# Focal Distance

1. Aug 10, 2008

### Gear2d

1. The problem statement, all variables and given/known data
A converging lens (convex lens) creates an image that is 2 times the size of the object. The object is placed:

2. Relevant equations

-di/do = hi/ho
1/f = 1/di + 1/do

3. The attempt at a solution

I thought the answer was that the object is place two focal lengths in front of the lens. But the answer says its half a focal length in front of the lens.
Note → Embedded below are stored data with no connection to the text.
PR #5004, opened 2024-02-26
Respond with 500 in case of Incidents

### LINKED ISSUE #5003: HTTP Endpoint Activity Incorrectly Responds with 200 OK on Incidents with "Continue with Incidents" Strategy
**Issue Summary:**
When configuring a workflow to act as an API endpoint via the HTTP Endpoint activity, it's observed that the server's response behavior is inconsistent when handling incidents. Specifically, if a fault occurs during the execution of a request, the server correctly returns a 500 Internal Server Error status code when the Incident Handling Strategy is set to "Fault." However, altering this strategy to "Continue with Incidents" results in the server responding with a 200 OK status code, despite the occurrence of an incident.

**Expected Behavior:**
The server should respond with a 500 Internal Server Error status code when an incident occurs during the HTTP request that invokes the workflow, regardless of the Incident Handling Strategy configuration ("Fault" or "Continue with Incidents").

**Steps to Reproduce:**
1. Create a workflow with an HTTP Endpoint activity designed to serve as an API endpoint.
2. Configure the Incident Handling Strategy to "Fault" and trigger a fault; observe the correct 500 Internal Server Error response.
3. Change the Incident Handling Strategy to "Continue with Incidents" and trigger a fault again.
4. Note that the server responds with a 200 OK status code instead of the expected 500 Internal Server Error.

**Impact:**
This behavior can lead to incorrect handling of errors by clients consuming the API, as they may interpret the 200 OK response as a successful request, despite the occurrence of an incident within the workflow execution.

**Suggested Fix:**
Adjust the HTTP Endpoint activity's error handling mechanism to ensure that a 500 Internal Server Error is returned when an incident occurs, even if the workflow's Incident Handling Strategy is set to "Continue with Incidents".

sfmskywalker:
Fixes #5003

### DIFF
--- a/src/modules/Elsa.Dapper/Services/Store.cs
+++ b/src/modules/Elsa.Dapper/Services/Store.cs
@@ -245,6 +245,11 @@ public class Store<T> where T : notnull
     {
         var query = _dbConnectionProvider.CreateQuery().Delete(TableName);
         filter(query);
+        
+        // If there are no conditions, we don't want to delete all records.
+        if (!query.Parameters.ParameterNames.Any())
+            return 0;
+        
         using var connection = _dbConnectionProvider.GetConnection();
         return await query.ExecuteAsync(connection);
     }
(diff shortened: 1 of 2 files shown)


src/modules/Elsa.Dapper/Services/Store.cs
```diff
@@ -245,6 +245,11 @@ public async Task<long> DeleteAsync(Action<ParameterizedQuery> filter, Cancellat
     {
         var query = _dbConnectionProvider.CreateQuery().Delete(TableName);
         filter(query);
+        
+        // If there are no conditions, we don't want to delete all records.
+        if (!query.Parameters.ParameterNames.Any())
```
raymonddenhaan, line 250: Do we want to support a delete all statement?

raymonddenhaan (approved):

src/modules/Elsa.Dapper/Services/Store.cs
sfmskywalker: Probably eventually, yes, but I couldn't think of a decent solution on the spot, and I don't think we have a current use case for it that warrants additional work on the Dapper provider.

PR #5008, opened 2024-02-27
Fix Security Bug: No permissions applied to version endpoints

IsaacHayes1995:
List,Delete, and Revert endpoints for editing endpoints by version were set to allow anonymous, meaning no authorisation policies were applied.

I have changed these to apply permissions as per the rest of the API.


IsaacHayes1995:
@dotnet-policy-service agree

sfmskywalker (approved):

sfmskywalker:
Great catch @IsaacHayes1995 , thank you for raising this issue + PR 🙏🏻

PR #5026, opened 2024-03-03
fix missing metadata when persisting bookmark

carbonhe:


carbonhe:
@dotnet-policy-service agree

carbonhe:
@sfmskywalker  Can you merge this pr? This is a very simple bug fix and no other side effects. So that I can revert my local change

sfmskywalker:
Done. Thanks for the PR!

PR #5032, opened 2024-03-04
Alterations with Queries

### LINKED ISSUE #5006: Alteration improvements - Query Parameters
Currently, the Alterations feature allows the user to provide a list of workflow instance IDs that need to be altered.
In order to allow the client application to specify specific ranges of workflows that match some query, we currently have to do this in three steps:

1. Query the desired set of workflow instances using the /workflow-instances API endpoint (which supports specifying queries);
2. Project the received set of workflow instances into a list of workflow instance IDs;
3. Submit a new Alteration Plan and include the list of workflow instance IDs.

Although this works, there are at least two potential issues:

1. We need to somehow project the workflow instances to a list of IDs, perhaps using another tool or script.
2. If we need to process hundreds of thousands of workflow instances, the Alteration Plan that will be stored in the database will have a very large column.

We should enhance this as follows:
- In addition to accept a list of workflow instance IDs, the Alterations API should accept query parameters:
   - Correlation IDs
   - Definition Version IDs
   - Definition IDs + Version
   - Has Incidents
   - Date ranges:
        - Created on / before / after, etc.
        - Updated on / before / after, etc.
   - Activity IDs
      - and Activity Status
- The specified query params should be stored as part of the Alteration Plan. These params are then used when the plan is processed.
   - When a plan is processed, it should execute the query and retrieve the results in batches.
   - For each matching workflow instance in the batch, a new Alteration Job record is created. This is already the case, but the current implementation only considers the Workflow Instance IDs list.

sfmskywalker:
This PR adds the ability to send query parameters when submitting an alteration plan.

It also leverages ELSA itself to coordinate the various steps to process & execute the alteration plan. This led to the introduction of the "Is System Workflow" flag, which further enables other "system" workflows to be provided by modules and allowing tools to exclude these workflows from the UI.

Closes #5006


src/modules/Elsa.Workflows.Runtime/Filters/ActivityExecutionRecordFilter.cs
```diff
@@ -46,12 +46,37 @@ public class ActivityExecutionRecordFilter
...
 
     /// <summary>
     /// Whether to include completed activity execution records. If not specified, all activity execution records will be included.
     /// </summary>
     public bool? Completed { get; set; }
     
+    /// <summary>
+    /// Returns true if the filter is empty.
+    /// </summary>
+    public bool IsEmpty => Id == null && Ids == null && WorkflowInstanceId == null && WorkflowInstanceIds == null && ActivityId == null && ActivityIds == null && ActivityNodeId == null && ActivityNodeIds == null && Name == null && Names == null && Status == null && Statuses == null && Completed == null;
```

I mean: -di/do = hi/ho = 2
-di = 2do
1/f = 1/di + 1/do
= -1/2do + 1/do = 1/2do
f = 2do

Isn't f=2do saying two focal lengths?

Last edited: Aug 10, 2008
2. Aug 10, 2008

### alphysicist

I'm not sure what you mean. If $f=10$ for example, then $d_o=5$, so $d_o$ is half the focal length.

3. Aug 10, 2008

### Gear2d

So simple, thanks. I guess I just missed an easy answer by thinking too much (or thinking to less).

Thanks again

4. Aug 10, 2008

### Redbelly98

Staff Emeritus
No.

f=2do is saying do=f/2, or half a focal length.

(do=2f would be saying two focal lengths.)